PR #1171, opened 2020-03-03
Problem: (cro-1133) no way to get progress from sync in `jsonrpc_call` C API

leejw51:
Solution: add get progress callback


leejw51crypto:
try again

PR #1172, opened 2020-03-03

leejw51crypto:
Solution:add get progress in json-rpc call


leejw51crypto:
try again

PR #1173, opened 2020-03-03

leejw51crypto:
Solution:add get progress callback to jsonrpc

### DIFF
--- a/client-core/src/wallet/syncer.rs
+++ b/client-core/src/wallet/syncer.rs
@@ -106,6 +106,12 @@ pub struct SyncerConfig<S: SecureStorage, C: Client> {
     block_height_ensure: u64,
 }
 
+#[derive(Clone)]
+pub struct SyncCallback {
+    pub user_data: u64,
+    pub user_callback: extern "C" fn(u64, u64, u64, u64) -> i32,
+}
+
 /// Wallet Syncer
 #[derive(Clone)]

• • • •

[What needs to be done] Establish how many lines of the material above hold the word "Solution". Nothing but the count should be returned.

[Answer for this exercise] 3